▸ **PROBLEM STATEMENT**: Please repeat the lines below exactly. Begin with the line containing "Should we drop" and go on through the line containing "branlwyd: IMO, we".

SUPPLIED RECORDS below:

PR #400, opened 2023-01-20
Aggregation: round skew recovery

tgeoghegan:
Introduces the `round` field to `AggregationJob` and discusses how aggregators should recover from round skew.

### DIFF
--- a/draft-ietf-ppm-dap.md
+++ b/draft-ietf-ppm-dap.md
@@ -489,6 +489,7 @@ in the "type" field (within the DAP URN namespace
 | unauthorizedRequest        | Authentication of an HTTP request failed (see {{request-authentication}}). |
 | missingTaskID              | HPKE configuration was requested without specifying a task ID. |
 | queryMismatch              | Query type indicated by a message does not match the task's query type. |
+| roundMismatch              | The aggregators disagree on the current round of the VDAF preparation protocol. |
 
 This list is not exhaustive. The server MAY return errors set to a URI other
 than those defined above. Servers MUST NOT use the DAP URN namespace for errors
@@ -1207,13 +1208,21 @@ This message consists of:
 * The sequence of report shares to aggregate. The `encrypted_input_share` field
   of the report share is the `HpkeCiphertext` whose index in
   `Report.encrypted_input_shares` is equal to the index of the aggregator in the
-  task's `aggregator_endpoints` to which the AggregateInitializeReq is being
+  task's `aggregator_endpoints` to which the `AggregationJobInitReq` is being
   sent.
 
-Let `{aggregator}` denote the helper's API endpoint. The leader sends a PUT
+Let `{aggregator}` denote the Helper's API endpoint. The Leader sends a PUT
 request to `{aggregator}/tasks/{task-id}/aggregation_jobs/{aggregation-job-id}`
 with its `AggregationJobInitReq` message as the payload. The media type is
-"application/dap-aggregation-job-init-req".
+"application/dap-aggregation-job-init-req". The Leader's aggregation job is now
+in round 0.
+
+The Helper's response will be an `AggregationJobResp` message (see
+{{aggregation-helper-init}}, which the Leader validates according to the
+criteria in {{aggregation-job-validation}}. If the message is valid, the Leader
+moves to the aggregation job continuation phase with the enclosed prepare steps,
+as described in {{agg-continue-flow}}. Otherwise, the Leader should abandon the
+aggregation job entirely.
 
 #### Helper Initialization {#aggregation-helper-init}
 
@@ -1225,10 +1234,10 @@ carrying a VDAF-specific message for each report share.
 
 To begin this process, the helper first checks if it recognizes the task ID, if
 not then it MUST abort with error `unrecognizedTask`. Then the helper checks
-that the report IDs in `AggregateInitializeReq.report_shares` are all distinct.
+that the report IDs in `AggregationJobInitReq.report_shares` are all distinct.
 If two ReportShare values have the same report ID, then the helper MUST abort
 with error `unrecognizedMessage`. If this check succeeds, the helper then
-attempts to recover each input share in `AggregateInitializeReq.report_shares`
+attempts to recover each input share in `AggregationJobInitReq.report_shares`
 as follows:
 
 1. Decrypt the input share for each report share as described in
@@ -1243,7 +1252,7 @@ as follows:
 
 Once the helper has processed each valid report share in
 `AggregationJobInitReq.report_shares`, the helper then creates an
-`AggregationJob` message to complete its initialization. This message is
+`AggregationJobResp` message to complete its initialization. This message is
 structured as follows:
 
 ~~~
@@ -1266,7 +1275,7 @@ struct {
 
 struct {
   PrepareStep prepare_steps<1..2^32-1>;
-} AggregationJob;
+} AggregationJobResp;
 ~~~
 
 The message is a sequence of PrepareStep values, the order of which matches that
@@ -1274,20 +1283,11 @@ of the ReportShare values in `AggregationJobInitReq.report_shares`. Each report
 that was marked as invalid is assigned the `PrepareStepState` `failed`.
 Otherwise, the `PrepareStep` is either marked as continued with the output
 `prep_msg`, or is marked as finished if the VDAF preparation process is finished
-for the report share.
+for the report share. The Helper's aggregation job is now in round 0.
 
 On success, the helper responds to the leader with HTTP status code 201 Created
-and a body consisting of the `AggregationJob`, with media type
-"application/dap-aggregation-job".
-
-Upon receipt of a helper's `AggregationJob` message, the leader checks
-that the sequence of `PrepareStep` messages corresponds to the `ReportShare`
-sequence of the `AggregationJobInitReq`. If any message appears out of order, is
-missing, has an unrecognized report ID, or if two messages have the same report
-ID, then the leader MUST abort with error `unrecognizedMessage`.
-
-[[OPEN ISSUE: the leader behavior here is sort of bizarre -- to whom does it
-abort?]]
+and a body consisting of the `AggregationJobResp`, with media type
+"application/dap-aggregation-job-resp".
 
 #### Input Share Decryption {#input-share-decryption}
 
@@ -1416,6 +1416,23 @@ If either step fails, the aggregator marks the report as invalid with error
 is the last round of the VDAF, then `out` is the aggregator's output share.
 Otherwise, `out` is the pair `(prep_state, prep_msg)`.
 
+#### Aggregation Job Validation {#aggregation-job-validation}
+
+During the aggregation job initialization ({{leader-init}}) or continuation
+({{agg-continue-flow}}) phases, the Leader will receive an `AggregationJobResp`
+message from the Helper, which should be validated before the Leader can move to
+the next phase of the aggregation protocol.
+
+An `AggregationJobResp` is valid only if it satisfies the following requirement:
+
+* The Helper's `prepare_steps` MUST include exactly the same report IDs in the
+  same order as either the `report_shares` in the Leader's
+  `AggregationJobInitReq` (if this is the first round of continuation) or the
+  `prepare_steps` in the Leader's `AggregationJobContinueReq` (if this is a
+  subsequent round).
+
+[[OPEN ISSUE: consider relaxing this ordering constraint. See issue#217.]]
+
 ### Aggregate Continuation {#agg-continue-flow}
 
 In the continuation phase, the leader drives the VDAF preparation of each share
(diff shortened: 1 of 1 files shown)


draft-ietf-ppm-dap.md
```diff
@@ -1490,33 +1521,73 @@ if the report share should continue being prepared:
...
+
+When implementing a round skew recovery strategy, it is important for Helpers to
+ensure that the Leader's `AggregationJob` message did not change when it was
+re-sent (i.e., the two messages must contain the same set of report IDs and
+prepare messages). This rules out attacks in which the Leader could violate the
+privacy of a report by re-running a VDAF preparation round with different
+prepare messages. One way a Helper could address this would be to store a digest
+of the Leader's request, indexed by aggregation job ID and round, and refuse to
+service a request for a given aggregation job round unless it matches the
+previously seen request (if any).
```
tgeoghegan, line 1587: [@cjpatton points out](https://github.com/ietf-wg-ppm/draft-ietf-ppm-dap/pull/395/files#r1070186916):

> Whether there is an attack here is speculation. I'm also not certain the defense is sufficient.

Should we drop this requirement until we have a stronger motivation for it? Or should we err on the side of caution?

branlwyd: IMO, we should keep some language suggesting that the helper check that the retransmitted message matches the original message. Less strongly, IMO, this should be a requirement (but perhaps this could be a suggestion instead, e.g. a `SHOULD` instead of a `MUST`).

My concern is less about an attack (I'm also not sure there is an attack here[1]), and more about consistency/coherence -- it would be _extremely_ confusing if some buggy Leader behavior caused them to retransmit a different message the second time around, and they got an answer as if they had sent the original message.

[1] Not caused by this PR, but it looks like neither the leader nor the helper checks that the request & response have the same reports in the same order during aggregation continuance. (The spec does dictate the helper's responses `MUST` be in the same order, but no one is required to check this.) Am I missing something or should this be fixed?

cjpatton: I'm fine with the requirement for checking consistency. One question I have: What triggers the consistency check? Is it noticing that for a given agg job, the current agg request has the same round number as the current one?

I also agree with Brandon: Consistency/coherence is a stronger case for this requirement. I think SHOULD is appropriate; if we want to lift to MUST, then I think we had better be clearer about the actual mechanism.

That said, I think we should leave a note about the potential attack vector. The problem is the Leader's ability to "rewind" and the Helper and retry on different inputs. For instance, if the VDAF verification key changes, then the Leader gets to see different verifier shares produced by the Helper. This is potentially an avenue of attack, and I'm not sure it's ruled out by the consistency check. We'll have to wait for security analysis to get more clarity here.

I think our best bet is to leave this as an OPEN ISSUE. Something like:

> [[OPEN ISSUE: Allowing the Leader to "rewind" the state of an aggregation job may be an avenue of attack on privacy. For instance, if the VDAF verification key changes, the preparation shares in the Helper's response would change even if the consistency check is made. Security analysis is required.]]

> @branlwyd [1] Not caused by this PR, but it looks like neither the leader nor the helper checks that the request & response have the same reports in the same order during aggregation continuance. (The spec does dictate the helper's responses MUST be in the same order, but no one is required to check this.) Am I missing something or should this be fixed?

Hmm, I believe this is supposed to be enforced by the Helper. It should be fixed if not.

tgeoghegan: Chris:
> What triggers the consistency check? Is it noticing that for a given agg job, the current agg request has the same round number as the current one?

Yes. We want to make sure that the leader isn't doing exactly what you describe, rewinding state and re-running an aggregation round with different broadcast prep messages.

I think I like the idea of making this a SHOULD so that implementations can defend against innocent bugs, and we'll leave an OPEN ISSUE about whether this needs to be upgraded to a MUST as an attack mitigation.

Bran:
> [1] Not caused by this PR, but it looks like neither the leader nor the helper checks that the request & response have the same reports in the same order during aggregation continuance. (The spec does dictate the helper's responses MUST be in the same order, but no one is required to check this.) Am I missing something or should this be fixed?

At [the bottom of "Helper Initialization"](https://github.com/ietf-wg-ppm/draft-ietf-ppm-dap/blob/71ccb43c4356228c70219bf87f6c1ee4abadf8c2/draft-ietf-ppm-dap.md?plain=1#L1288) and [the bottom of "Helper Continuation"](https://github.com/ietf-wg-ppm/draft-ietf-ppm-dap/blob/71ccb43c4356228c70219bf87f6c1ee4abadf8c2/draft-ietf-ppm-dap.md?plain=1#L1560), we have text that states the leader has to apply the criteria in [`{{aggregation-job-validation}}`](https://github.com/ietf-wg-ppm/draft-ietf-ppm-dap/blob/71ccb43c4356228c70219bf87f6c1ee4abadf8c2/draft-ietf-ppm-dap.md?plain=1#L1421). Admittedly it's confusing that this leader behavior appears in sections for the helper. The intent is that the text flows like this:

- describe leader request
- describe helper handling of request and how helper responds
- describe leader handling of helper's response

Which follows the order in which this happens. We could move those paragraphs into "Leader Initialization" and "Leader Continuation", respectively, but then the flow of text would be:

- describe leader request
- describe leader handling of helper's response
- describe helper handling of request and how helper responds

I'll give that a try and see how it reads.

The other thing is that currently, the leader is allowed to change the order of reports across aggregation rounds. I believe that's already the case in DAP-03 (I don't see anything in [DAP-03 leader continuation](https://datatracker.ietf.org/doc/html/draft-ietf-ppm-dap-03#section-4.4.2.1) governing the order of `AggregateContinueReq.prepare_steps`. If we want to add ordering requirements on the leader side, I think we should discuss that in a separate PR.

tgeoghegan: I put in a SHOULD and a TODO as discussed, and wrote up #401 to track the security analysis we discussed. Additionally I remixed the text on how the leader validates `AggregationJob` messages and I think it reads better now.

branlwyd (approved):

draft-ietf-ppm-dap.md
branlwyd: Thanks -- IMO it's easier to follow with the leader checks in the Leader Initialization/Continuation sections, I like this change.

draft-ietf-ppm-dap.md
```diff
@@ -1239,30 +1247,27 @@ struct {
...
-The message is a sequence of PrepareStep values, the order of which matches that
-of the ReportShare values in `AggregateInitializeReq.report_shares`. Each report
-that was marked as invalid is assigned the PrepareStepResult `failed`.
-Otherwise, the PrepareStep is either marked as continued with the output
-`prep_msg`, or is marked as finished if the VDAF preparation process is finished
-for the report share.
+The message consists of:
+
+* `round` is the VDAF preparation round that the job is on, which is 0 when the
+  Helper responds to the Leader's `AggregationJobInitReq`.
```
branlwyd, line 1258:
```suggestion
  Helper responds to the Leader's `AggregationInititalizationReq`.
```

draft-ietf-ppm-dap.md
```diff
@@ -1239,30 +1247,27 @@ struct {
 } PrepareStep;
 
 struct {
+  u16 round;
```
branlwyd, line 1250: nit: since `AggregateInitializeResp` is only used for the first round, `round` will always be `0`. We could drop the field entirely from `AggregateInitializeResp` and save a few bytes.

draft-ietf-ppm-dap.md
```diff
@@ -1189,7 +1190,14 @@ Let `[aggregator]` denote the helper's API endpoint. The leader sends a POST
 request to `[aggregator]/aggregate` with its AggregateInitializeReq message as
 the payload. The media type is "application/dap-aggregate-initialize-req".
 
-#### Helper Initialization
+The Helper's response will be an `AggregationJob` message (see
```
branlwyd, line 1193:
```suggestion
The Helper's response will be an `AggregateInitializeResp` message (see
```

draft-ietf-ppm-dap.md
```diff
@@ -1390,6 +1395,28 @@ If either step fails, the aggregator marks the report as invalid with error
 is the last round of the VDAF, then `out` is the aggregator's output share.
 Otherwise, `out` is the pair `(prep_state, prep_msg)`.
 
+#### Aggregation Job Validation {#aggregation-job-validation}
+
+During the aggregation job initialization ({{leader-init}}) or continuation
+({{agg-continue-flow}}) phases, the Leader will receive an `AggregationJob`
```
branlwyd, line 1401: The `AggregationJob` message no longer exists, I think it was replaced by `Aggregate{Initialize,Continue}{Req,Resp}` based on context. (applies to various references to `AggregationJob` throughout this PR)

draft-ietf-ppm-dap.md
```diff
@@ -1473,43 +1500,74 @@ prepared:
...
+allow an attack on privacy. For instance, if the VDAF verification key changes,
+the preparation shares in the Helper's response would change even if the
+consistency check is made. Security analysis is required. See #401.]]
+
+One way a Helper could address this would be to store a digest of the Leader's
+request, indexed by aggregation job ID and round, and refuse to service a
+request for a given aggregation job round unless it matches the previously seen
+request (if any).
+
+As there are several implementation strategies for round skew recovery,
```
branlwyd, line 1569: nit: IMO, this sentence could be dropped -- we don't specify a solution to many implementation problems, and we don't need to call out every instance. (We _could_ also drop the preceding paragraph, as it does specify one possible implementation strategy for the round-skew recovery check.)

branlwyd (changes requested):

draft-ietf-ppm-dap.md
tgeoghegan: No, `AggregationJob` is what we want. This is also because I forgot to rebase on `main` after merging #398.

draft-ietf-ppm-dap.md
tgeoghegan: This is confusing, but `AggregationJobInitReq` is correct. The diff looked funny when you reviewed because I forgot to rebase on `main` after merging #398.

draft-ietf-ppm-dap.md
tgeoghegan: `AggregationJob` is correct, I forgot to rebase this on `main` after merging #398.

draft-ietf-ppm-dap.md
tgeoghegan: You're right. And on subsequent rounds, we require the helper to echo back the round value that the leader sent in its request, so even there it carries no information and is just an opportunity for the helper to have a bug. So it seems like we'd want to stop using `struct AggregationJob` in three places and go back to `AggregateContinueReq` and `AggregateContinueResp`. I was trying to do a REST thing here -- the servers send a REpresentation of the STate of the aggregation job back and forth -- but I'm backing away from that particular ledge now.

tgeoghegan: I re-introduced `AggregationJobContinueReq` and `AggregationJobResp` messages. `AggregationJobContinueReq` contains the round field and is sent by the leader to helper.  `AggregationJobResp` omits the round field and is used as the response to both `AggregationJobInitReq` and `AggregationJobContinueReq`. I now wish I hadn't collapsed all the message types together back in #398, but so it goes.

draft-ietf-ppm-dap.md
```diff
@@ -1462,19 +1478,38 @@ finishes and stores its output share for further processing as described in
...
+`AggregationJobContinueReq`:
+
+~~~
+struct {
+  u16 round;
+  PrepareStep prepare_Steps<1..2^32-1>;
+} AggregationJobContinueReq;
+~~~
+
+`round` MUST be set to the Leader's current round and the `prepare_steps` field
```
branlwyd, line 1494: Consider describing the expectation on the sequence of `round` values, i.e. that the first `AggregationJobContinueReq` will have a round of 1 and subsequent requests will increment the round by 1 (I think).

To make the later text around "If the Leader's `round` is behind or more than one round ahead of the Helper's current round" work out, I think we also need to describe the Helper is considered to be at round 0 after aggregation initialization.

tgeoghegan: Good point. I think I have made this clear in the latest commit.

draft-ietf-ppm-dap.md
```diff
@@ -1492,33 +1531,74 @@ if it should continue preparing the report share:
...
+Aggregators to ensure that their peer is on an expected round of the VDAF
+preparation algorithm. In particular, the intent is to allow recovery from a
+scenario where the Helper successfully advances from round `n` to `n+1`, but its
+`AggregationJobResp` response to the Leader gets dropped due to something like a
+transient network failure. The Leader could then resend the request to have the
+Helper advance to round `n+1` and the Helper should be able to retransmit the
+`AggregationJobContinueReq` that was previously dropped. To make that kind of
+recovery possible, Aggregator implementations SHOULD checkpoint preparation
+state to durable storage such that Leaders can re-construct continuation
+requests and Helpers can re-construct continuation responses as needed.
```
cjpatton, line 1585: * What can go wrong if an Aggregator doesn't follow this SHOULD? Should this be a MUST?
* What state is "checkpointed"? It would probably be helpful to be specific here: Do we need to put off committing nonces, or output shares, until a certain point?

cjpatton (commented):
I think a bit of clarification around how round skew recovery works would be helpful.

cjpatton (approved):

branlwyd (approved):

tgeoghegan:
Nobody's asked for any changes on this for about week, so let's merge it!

End of SUPPLIED RECORDS.

▸ **SOLUTION FOR THIS TASK**:
Should we drop this requirement until we have a stronger motivation for it? Or should we err on the side of caution?

branlwyd: IMO, we should keep some language suggesting that the helper check that the retransmitted message matches the original message. Less strongly, IMO, this should be a requirement (but perhaps this could be a suggestion instead, e.g. a `SHOULD` instead of a `MUST`).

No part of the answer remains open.